### Try it
Copy every line of the data that contains the string "inconsistencies".

(Dataset entries)
PR #1010, opened 2026-02-01
Fix overload resolution from ambiguous neighbor constraints

emil14:
## Summary
- Fix overload resolution when constraints are derived from neighbors with ambiguous port types.
- Add a new `examples/interest_pipe` example and e2e test demonstrating interest calculation flow.

## Problem
Overload selection for native ops like `Sub`/`Mul` failed with errors like:

```
no compatible overload found for node mul_rate_balance (total components: 2, remaining: 0)
```

This happened when constraints were inferred from neighboring *overloaded* nodes. We collected **all** possible port types and required a candidate to satisfy all of them (e.g., both `int` and `float`), which makes every overload incompatible.

## Fix
When a neighbor node yields multiple possible port types, treat that as **ambiguous** and skip adding those types as constraints. This prevents eliminating all candidates and lets genuine type information (literals, explicit ports, resolved inputs) drive overload selection.

### Code change
`internal/compiler/analyzer/nodes.go`
- `deriveNodeConstraintsFromNetwork`: filter ambiguous neighbor port types before adding outgoing constraints.
- `getPossibleSenderTypes`: filter ambiguous sender port types before adding incoming constraints.

### Before (failure)
```neva
sub Sub
mul_rate_balance Mul
mul_total Mul
---
:state -> [
	.rate -> mul_rate_balance:left,
	.balance -> mul_rate_balance:right,
	.last_time -> sub:right
]
:now -> sub:left
mul_rate_balance -> mul_total:left
sub -> mul_total:right
mul_total -> :interest
```
This could fail if neighbor nodes are overloaded and their port types are ambiguous.

### After (works)
The same code now resolves correctly because ambiguous neighbor types no longer poison overload constraints.

## Example added
`examples/interest_pipe`
- Implements a small interest calculation pipeline with state updates.
- Uses `Sub`/`Mul` directly (overload resolution is exercised).
- Includes `examples/interest_pipe/e2e_test.go` to validate output.

## Tests
- `go test ./examples/interest_pipe`
- `golangci-lint run ./...`

> Full `go test ./...` was started but timed out at the 5-minute cap; it was progressing with no failures at the time.

### DIFF
--- a/internal/compiler/analyzer/nodes.go
+++ b/internal/compiler/analyzer/nodes.go
@@ -4,9 +4,9 @@ import (
 	"fmt"
 
 	"github.com/nevalang/neva/internal/compiler"
-	src "github.com/nevalang/neva/internal/compiler/ast"
-	"github.com/nevalang/neva/internal/compiler/ast/core"
 	"github.com/nevalang/neva/internal/compiler/typesystem"
+	src "github.com/nevalang/neva/pkg/ast"
+	"github.com/nevalang/neva/pkg/core"
 )
 
 type foundInterface struct {
--- a/AGENTS.md
+++ b/AGENTS.md
@@ -137,6 +137,12 @@ Follow these instructions.
 - **Architecture insights**: `deriveNodeConstraintsFromNetwork` needs both direct senders and previous chain-link context to infer selector output types before desugaring.
 - **Gotchas**: Without selector-aware constraints, overloaded std operators can appear ambiguous and force typed wrapper hacks in examples.
 
+- **Common patterns**: New LSP features in `cmd/lsp/server` should include short function doc comments plus targeted inline comments for recursive AST traversal/encoding code.
+- **Common patterns**: For LSP handlers returning `any`, prefer typed empty results (e.g., empty completion/symbol/location lists) or `false` for `PrepareRename` fallback instead of `nil, nil` to satisfy `nilnil`.
+- **Common patterns**: For LSP file lookup failures (`findFile`), propagate the error rather than returning success with nil payload to avoid `nilerr`.
+- **Common patterns**: `gosec` G115 in LSP token/range encoding should use explicit int bounds checks plus `// #nosec G115` on checked casts.
+- **Gotchas**: `nilnil` can be intentionally valid for LSP nullable results (e.g., hover/rename); use narrowly scoped `//nolint:nilnil` with a protocol rationale when required.
+
 ### Session Notes (2026-02-14)
 
 - **Common patterns**: In overload-constraint collection, treat empty or ambiguous neighbor candidate type sets as "no constraint" and let other edges disambiguate overloads.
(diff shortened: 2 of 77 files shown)


internal/compiler/analyzer/nodes.go
```diff
@@ -816,6 +816,30 @@ func (a Analyzer) deriveNodeConstraintsFromNetwork(
...
 
+	// Keep only constraints that are unambiguous across overloads.
+	// Example:
+	//   x Foo          // Foo has overloads Foo(int) and Foo(float)
+	//   x:out -> y:in  // y should not force both int and float as constraints
+	// If a neighbor contributes multiple distinct candidate types, we drop it
+	// from overload constraints and let other edges disambiguate.
+	filterAmbiguous := func(types []typesystem.Expr) []typesystem.Expr {
+		if len(types) == 0 {
+			return nil
```
emil14: ?

examples/interest_pipe/e2e_test.go
```diff
@@ -0,0 +1,14 @@
...
+	"strings"
+	"testing"
+
+	"github.com/nevalang/neva/pkg/e2e"
+	"github.com/stretchr/testify/require"
+)
+
+func Test(t *testing.T) {
+	out, _ := e2e.Run(t, []string{"run", "."})
+	require.ElementsMatch(t, []string{"5000", "5000", "6000"}, strings.Fields(out))
```
emil14: explain in the comments why result is this

internal/compiler/analyzer/nodes.go
```diff
@@ -1016,8 +1057,9 @@ func (a Analyzer) flattenReceiversPortAddrs(receivers []src.ConnectionReceiver)
 }
 
 type receiverSenderPair struct {
-	portAddr src.PortAddr
-	senders  []src.ConnectionSender
+	portAddr      src.PortAddr
+	senders       []src.ConnectionSender
+	prevChainLink []src.ConnectionSender
```
emil14: why? add comment

internal/compiler/analyzer/nodes.go
```diff
@@ -1030,45 +1072,64 @@ type receiverSenderPair struct {
...
 func (a Analyzer) getPossibleSenderTypes(
 	scope src.Scope,
 	parentFrame map[string]typesystem.Def,
 	parentIface src.Interface,
 	nodes map[string]src.Node,
 	sender src.ConnectionSender,
+	prevChainLink []src.ConnectionSender,
 	net []src.Connection,
 ) []typesystem.Expr {
 	// FIXME: looks like we ignore errors here (and in some lower-level functions we call)
```
emil14: Carefully analyze the down call tree and try to resolve this `FIXME` comment by making changes. We should never ignore errors except it's explicitly stated why we do that

internal/compiler/analyzer/nodes.go
```diff
@@ -1085,6 +1146,47 @@ func (a Analyzer) getPossibleSenderTypes(
 		}
 	}
 
+	// struct selector sender in a chain (e.g. :state -> .rate -> mul:left)
+	if len(sender.StructSelector) > 0 {
```
emil14: why wasn't it here before? reply to this comment here in gh PR, explain

internal/compiler/analyzer/nodes.go
```diff
@@ -1030,45 +1100,29 @@ type receiverSenderPair struct {
...
-	}
-	visit(receivers, senders)
+	collectReceiverSenderPairsRec(&pairs, receivers, senders, nil)
 	return pairs
 }
 
 // getPossibleSenderTypes is needed to derive node constraints from the network.
 // It's part of the overloading implementation.
 // It returns a set of possible types produced by a given sender without requiring resolved node interfaces.
+// This function is intentionally best-effort: unresolved pieces return no constraint
```
emil14: how do you know its best effort? its clear for you from the code? explain

internal/compiler/analyzer/nodes.go
```diff
@@ -1121,14 +1209,26 @@ func (a Analyzer) getPossibleSenderTypes(
...
+		if len(types) == 0 {
+			return nil
+		}
+		// Same rule as in deriveNodeConstraintsFromNetwork: ambiguous neighbor output
+		// should not be treated as a hard constraint.
+		// Example:
+		//   maybe_num SomeNode // SomeNode:out can be int OR float due to overloads
+		//   maybe_num -> add:left
+		// We only return a type here when every overload agrees on a single type.
+		return keepSingleUnambiguousType(types)
```
emil14: why don't you think that it must always be clear that its possile to resolve specific overload? is this not how language works? it doesn feel right?

internal/compiler/analyzer/nodes.go
emil14: Clarified in docs. It is best-effort because this function is only used during overload-candidate filtering (`deriveNodeConstraintsFromNetwork`) before full node interfaces are finalized. At this stage we may legitimately fail to derive some sender types, so we return "no constraint" and let the normal validation pass emit concrete diagnostics.

PR #1027, opened 2026-02-18
indexer: keep workspace build when main package is missing

emil14:
## Summary
- fix `pkg/indexer.FullScan` so `main package not found` is treated as a workspace/LSP fallback case
- retry analyzer in library mode (`mainPkgName == ""`) and return that build when fallback succeeds
- keep all other parser/analyzer/frontend failures fatal (no masking)
- add explicit indexer tests for fallback, normal main-package workspace, analyzer-fatal, and parser-fatal scenarios
- add AGENTS session note about the new fallback rule

## Root cause
`FullScan` always used executable analysis with `feResult.MainPkg`. When workspace root was not runnable (for example `examples/`), analyzer returned `main package not found`, and indexer returned an empty build. LSP then failed language features with `file not found in build`.

## Verification
- `golangci-lint run ./...`
- `go test ./...`

### DIFF
--- a/pkg/indexer/indexer.go
+++ b/pkg/indexer/indexer.go
@@ -41,6 +41,10 @@ func (i Indexer) FullScan(
 
 	i.logger.Debug("nevalang module found in workspace", "path", feResult.Path)
 
+	// Frontend derives feResult.MainPkg from the input path (often "." for module
+	// root scans). For workspace indexing we intentionally analyze as library
+	// (empty main package) so LSP build snapshots are not coupled to executable
+	// Main-package validation.
 	aBuild, err := i.analyzer.Analyze(feResult.ParsedBuild, "")
 	if err != nil {
 		return src.Build{}, true, wrapCompilerError(err)
--- a/pkg/indexer/indexer_test.go
+++ b/pkg/indexer/indexer_test.go
@@ -2,20 +2,26 @@ package indexer
 
 import (
 	"context"
+	"fmt"
 	"os"
 	"path/filepath"
 	"testing"
 
+	neva "github.com/nevalang/neva/pkg"
 	"github.com/stretchr/testify/require"
 	"github.com/tliron/commonlog"
 )
 
+// TestFullScan_workspace_without_main_package_uses_workspace_mode_analysis ensures
+// module-root scans work when Neva code lives in subpackages, e.g.:
+//
+//	neva.yml
+//	pkg/main.neva
 func TestFullScan_workspace_without_main_package_uses_workspace_mode_analysis(t *testing.T) {
 	t.Parallel()
 
 	workspace := writeWorkspace(t, map[string]string{
-		"neva.yml": `neva: 0.34.0
-`,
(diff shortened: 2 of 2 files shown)


pkg/indexer/indexer.go
```diff
@@ -43,12 +45,47 @@ func (i Indexer) FullScan(
 
 	aBuild, err := i.analyzer.Analyze(feResult.ParsedBuild, feResult.MainPkg)
```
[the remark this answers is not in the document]
emil14: Agreed. I updated the inline comment and log message to reflect this as an expected module-root scenario (workspace mode retry), not an exceptional one. This keeps the same behavior while making the intent align with the usual module/package layout.

pkg/indexer/indexer.go
```diff
@@ -43,12 +45,47 @@ func (i Indexer) FullScan(
...
+		// is not itself a runnable entry package.
+		i.logger.Info(
+			"main package not found; falling back to workspace library analysis",
+			"mainPkg", feResult.MainPkg,
+			"workspacePath", workspacePath,
+		)
+
+		fallbackBuild, fallbackErr := i.analyzer.Analyze(feResult.ParsedBuild, "")
+		if fallbackErr != nil {
+			i.logger.Warning(
```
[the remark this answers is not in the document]
emil14: Good call. I removed the warning log from the fallback-failure branch, so that path now only returns the wrapped error without additional logging. We still keep debug-level context logs for fallback activation/success.

pkg/indexer/indexer.go
```diff
@@ -41,7 +41,7 @@ func (i Indexer) FullScan(
 
 	i.logger.Debug("nevalang module found in workspace", "path", feResult.Path)
 
-	aBuild, err := i.analyzer.Analyze(feResult.ParsedBuild, feResult.MainPkg)
+	aBuild, err := i.analyzer.Analyze(feResult.ParsedBuild, "")
```
emil14: explain in comments why including what feResult.MainPkg is and why not pass it instead

pkg/indexer/indexer_test.go
```diff
@@ -0,0 +1,130 @@
...
+	"context"
+	"os"
+	"path/filepath"
+	"testing"
+
+	"github.com/stretchr/testify/require"
+	"github.com/tliron/commonlog"
+)
+
+func TestFullScan_workspace_without_main_package_uses_workspace_mode_analysis(t *testing.T) {
```
emil14: Add comments to each test with maybe neva examples whee helps

emil14: Added short doc comments for each indexer test and included concrete Neva workspace layout examples where helpful (module root + subpackage layout).

pkg/indexer/indexer.go
emil14: Added an explicit comment above `Analyze(..., "")` explaining what `feResult.MainPkg` represents (derived from input path, often `"."` at module root) and why workspace scans intentionally do not pass it.

Issue #1033, opened 2026-02-22
P0 milestone: Stdlib usability stabilization tracker


emil14:
## Goal
Create a single P0 tracking issue for all stdlib tasks required to make Neva consistently usable before broader adoption.

## Why this tracker exists
These tasks are highly coupled (API shape, naming, stream semantics, sync/flow ergonomics, package boundaries). Progress should be tracked in one place to avoid context loss across separate implementation windows and autonomous-agent runs.

## Baseline decisions already made (current context)
During the latest stdlib cleanup pass (see #1031), we fixed part of the naming/API inconsistencies and synced docs.

- Port naming baseline: `res` is the primary output, `err` is failure output, `data` is input-only generic placeholder (do not use `data` as outport name).
- Stream iteration baseline: keep `streams.ForEach` as the canonical side-effect iterator; duplicate builtin stream-loop API was removed.
- Documentation baseline: `docs/style_guide.md` and `docs/qna.md` were updated and should be treated as current source of truth for naming/idiomatic usage.

These decisions are considered accepted unless explicitly superseded in a dedicated issue/PR.

## Recommended start context for autonomous work
Do not duplicate long context from repository docs. Start by reading:
- `AGENTS.md`
- `CONTRIBUTING.md`
- `ARCHITECTURE.md`
- `docs/style_guide.md`
- `docs/qna.md`

Then inspect relevant code in:
- `std/`
- `internal/runtime/funcs/`
- `examples/` and `e2e/`

## Sub-issues (linked scope)
- [x] #983 (closed; baseline naming cleanup already landed in #1031)
- [ ] #684
- [ ] #657
- [ ] #864
- [ ] #987
- [ ] #986
- [ ] #1014
- [ ] #583
- [ ] #908
- [ ] #861
- [ ] #666
- [ ] #989
- [ ] #990
- [ ] #647
- [ ] #648
- [ ] #650
- [ ] #671
- [ ] #790
- [ ] #586
- [ ] #664

## Exit criteria for this tracker
- stdlib package taxonomy is explicit and documented (core/prelude/domain or approved alternative);
- stream/sync/flow APIs are coherent and documented;
- major naming/API inconsistencies resolved;
- examples/e2e/docs aligned with final API decisions.

emil14:
[...]

PR #1040, opened 2026-02-24
stdlib/io: add explicit Open/Create/Close file-handle API

### LINKED ISSUE #790: IO API - Nevalang vs Go (descriptions and explicit opening/closing)
Example: our `def ReadAll(filename string) (res string, err error)` works only with fs files while Go's accepts abstract `File` interface that you can/need to get from `os.Open`. Go's API is about passing file descriptors around and explicitly closing them after. This is more verbose but also more flexible. Go's `io.Reader` might work with any streams of bytes, not just fs files.

At this point we must figure out how to implement streaming IO properly and these kinds of things are foundation for that.

emil14:
## Summary
- add explicit file-handle API to `std/io`: `File`, `Open`, `Create`, `Close`, `ReadAllFile`, `WriteAllFile`
- keep existing filename-based `ReadAll`/`WriteAll` intact for backward compatibility
- implement runtime externs with a registry-scoped file-handle store in `internal/runtime/funcs`
- add tests for handle store lifecycle and registry wiring
- add `examples/file_handles` e2e example demonstrating explicit open/write/close/read/close flow

## Context
Part of stdlib usability stabilization: #1033.

Fixes #790.

## Validation
- `golangci-lint run ./...` (pass)
- `go test ./internal/runtime/funcs ./examples/file_handles` (pass)
- `go test -timeout 5m ./...` (known unrelated failures/timeouts in long suites, including `e2e/order_dependend_with_arr_inport` and `examples/delayed_echo`)


emil14 (commented):
# Review Summary
## Critical Issues (Blocking)
- `internal/runtime/funcs/file_read_all_handle.go:67` and `internal/runtime/funcs/file_write_all_handle.go:71`: on read/write failure these components send only `err` and do not emit or close the handle. The API/example pattern consumes the handle and then relies on `ReadAllFile:handle` / `WriteAllFile:res` to reach `Close`, so an I/O error leaves a live descriptor in the registry store with no closeable token in the normal graph. Please either close the handle internally on operation failure, or expose/send a closeable handle on the error path and document that lifecycle rule.

## Non-critical Issues
- `internal/runtime/funcs/file_write_all_handle.go:37`: `WriteAllFile` receives `file` before `data` sequentially. Existing two-input runtime funcs use `receive2` to wait on both inputs concurrently, and the repo Go authoring rules explicitly disallow new sequential two-input receives in runtime funcs. This makes the component unnecessarily arrival-order-sensitive and can introduce avoidable backpressure/deadlock risk in dataflow graphs. Please switch this loop to `receive2(ctx, fileIn, dataIn)`, matching `write_all` and the other two-input externs.
- `.github/workflows/lint.yml:53`: `go run golang.org/x/vuln/cmd/govulncheck@latest ./...` makes CI depend on a moving tool version for every PR run. Please pin the govulncheck module version, or use a pinned action/versioned install path, so lint results and supply-chain inputs are reproducible.

emil14:
Addressed the review findings in 2c37231650eb4c2449a1d059d741ee375a9c33c3:

- `ReadAllFile` and `WriteAllFile` now emit the file handle on operation error paths before sending `err`, so callers can still close the handle.
- `WriteAllFile` now receives `file` and `data` concurrently via `receive2`.
- `govulncheck` is pinned to `golang.org/x/vuln@v1.4.0` in CI and Makefile.

examples/file_handles/main.neva
```diff
@@ -0,0 +1,41 @@
+import { bytes, io, fmt, runtime, strings }
+
+def Main(start any) (stop any) {
+	startFanOut FanOut<any>
```
emil14: first of all nodes names must be lower_snake_case, that's stated in the docs/style_guide.md (I wish it would be just docs/style.md btw)

second - Im not sure if we have this rule, but components should be rather simple, I recall adding such rule but dont see it in the docs, we should add one, this one for intance is way to big, that's probably the case for all the neva components in this and perhaps other repos

finally it seems like either the skill neva authoring was not used or it was ignored for some reason, would be nice to figure out whuy

internal/runtime/funcs/utils.go
```diff
@@ -23,6 +23,10 @@ func errFromString(s string) runtime.StructMsg {
 	})
 }
 
+func sendRuntimeError(ctx context.Context, errOut runtime.SingleOutport, err error) bool {
```
emil14: why this secion

```md
## Comments

- Add doc comments for new Go functions and types.
- For newly generated Go code blocks longer than 3 lines, add a short one-line intent comment when the purpose is not immediately obvious.
```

### Written solution
During the latest stdlib cleanup pass (see #1031), we fixed part of the naming/API inconsistencies and synced docs.
- major naming/API inconsistencies resolved;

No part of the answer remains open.